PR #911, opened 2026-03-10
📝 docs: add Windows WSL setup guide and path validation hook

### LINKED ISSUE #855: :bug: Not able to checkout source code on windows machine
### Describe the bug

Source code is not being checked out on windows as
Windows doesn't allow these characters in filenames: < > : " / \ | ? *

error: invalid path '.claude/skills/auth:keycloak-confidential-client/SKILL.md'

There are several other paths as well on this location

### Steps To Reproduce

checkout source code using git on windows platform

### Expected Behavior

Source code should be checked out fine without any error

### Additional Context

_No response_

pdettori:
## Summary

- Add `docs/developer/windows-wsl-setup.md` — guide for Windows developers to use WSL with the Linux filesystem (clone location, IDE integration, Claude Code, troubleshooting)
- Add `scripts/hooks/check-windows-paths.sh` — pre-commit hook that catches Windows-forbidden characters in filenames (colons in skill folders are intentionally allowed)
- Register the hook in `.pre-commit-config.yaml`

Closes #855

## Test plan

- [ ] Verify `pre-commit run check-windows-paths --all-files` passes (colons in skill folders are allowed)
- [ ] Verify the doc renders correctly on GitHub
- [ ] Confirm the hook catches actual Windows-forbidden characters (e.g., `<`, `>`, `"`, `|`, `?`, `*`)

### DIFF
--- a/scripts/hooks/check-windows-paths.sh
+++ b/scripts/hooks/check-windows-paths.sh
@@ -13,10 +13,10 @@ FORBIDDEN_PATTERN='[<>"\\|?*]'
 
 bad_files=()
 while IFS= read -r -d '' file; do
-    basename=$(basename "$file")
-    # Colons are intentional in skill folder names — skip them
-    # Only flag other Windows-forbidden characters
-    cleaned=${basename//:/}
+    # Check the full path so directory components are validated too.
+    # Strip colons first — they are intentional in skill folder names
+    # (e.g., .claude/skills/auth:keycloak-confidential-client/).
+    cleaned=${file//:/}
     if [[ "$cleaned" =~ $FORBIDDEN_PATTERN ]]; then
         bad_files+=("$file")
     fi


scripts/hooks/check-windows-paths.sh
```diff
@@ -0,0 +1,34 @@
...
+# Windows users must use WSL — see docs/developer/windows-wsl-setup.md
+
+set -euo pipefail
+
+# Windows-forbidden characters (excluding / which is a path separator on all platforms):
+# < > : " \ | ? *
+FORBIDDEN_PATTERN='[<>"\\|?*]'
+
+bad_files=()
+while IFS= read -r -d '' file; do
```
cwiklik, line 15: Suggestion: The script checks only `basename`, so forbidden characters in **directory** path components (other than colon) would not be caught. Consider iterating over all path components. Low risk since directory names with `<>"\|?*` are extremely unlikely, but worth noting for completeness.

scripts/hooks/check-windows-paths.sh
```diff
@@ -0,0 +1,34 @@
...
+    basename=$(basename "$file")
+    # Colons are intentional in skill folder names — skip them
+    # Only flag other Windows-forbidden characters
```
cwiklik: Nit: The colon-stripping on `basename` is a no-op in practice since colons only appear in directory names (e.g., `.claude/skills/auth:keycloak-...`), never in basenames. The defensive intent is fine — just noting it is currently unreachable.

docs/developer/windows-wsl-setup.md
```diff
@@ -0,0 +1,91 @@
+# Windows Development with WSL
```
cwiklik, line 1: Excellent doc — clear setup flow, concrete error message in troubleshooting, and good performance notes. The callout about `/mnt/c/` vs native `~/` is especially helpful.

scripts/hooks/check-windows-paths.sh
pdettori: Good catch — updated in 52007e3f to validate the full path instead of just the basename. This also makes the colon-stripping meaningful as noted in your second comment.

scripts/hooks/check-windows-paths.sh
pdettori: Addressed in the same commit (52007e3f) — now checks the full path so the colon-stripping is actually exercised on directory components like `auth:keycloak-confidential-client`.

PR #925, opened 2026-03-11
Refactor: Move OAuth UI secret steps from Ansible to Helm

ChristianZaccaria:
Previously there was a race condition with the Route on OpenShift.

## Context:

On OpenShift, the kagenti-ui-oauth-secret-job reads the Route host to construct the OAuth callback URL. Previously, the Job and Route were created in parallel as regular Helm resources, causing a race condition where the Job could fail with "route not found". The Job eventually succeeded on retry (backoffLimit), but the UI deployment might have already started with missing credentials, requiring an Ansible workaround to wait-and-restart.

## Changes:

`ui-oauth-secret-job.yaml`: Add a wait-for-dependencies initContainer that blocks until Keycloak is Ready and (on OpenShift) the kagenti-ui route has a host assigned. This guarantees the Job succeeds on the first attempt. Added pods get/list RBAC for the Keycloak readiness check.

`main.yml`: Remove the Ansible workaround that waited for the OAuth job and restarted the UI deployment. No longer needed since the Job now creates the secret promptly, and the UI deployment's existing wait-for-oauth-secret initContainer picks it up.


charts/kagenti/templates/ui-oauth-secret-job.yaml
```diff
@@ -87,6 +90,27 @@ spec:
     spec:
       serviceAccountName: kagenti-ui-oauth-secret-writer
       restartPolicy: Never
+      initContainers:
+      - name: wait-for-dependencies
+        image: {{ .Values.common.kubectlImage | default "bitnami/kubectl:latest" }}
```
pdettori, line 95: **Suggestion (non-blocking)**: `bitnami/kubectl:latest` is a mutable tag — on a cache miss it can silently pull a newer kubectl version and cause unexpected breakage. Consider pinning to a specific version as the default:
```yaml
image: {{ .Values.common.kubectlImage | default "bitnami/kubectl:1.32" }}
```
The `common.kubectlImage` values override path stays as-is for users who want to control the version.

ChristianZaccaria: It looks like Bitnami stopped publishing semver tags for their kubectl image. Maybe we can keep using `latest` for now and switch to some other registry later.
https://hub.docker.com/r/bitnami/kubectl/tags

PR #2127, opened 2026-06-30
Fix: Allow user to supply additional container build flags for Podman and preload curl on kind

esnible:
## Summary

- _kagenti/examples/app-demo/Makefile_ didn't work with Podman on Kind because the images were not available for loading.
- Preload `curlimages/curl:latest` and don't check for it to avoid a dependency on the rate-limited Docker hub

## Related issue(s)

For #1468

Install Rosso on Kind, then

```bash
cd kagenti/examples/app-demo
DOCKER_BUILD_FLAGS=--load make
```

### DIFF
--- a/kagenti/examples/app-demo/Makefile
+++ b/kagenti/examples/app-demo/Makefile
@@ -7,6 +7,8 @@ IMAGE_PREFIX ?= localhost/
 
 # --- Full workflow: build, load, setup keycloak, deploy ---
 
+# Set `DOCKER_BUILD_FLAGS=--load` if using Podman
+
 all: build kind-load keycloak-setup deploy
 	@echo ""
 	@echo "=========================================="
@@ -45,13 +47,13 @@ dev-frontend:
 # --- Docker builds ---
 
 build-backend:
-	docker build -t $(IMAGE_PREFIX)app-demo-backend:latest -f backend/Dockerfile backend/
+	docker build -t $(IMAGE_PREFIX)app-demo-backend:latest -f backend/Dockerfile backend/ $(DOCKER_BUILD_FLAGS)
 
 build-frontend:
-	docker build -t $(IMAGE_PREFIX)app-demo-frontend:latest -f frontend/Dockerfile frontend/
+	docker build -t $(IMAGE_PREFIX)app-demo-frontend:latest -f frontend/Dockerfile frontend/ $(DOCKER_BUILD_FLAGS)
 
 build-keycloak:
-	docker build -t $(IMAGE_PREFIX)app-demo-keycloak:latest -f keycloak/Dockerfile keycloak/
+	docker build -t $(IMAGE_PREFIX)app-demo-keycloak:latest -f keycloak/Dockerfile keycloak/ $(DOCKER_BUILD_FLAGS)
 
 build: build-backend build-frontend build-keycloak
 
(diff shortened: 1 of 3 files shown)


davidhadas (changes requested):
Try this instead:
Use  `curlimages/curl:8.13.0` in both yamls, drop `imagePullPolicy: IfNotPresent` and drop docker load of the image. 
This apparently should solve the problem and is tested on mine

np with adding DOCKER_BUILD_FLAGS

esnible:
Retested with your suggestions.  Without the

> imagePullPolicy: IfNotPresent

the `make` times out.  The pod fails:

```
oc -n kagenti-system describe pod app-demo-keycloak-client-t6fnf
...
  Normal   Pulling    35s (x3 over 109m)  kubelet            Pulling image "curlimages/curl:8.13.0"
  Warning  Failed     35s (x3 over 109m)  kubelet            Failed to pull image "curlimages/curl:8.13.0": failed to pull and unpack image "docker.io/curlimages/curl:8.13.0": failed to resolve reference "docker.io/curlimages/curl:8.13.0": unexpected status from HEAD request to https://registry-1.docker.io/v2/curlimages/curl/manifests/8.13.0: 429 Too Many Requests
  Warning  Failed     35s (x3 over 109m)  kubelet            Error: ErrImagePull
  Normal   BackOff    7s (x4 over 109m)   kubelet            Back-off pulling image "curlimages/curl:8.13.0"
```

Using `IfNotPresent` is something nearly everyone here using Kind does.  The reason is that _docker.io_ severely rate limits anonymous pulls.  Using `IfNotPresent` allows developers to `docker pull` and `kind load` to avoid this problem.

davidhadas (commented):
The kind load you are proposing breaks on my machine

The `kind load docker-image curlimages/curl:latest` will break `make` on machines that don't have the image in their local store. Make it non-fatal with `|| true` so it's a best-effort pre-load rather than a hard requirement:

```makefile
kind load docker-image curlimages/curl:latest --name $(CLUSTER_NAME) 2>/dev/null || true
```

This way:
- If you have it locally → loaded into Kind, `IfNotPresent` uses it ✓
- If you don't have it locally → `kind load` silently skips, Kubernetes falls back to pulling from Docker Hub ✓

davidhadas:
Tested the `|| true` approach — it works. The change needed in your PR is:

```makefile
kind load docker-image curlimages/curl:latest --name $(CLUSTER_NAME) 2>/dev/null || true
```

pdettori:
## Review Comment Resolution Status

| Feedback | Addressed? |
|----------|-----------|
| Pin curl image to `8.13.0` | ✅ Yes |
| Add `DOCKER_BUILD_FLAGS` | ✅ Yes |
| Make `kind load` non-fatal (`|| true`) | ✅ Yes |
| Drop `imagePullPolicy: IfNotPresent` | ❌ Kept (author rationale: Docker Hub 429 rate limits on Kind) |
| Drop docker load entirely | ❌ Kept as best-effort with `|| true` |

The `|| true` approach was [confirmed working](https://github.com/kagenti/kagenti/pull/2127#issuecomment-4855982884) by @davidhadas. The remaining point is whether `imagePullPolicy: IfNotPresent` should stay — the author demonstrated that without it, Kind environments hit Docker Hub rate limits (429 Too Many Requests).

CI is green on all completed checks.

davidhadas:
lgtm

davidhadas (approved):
________________
What you will do → Exactly as they appear, copy the lines of the listing above from the first through the one that contains "### Steps To Reproduce", and nothing more.

Task result →
PR #911, opened 2026-03-10
📝 docs: add Windows WSL setup guide and path validation hook

### LINKED ISSUE #855: :bug: Not able to checkout source code on windows machine
### Describe the bug

Source code is not being checked out on windows as
Windows doesn't allow these characters in filenames: < > : " / \ | ? *

error: invalid path '.claude/skills/auth:keycloak-confidential-client/SKILL.md'

There are several other paths as well on this location

### Steps To Reproduce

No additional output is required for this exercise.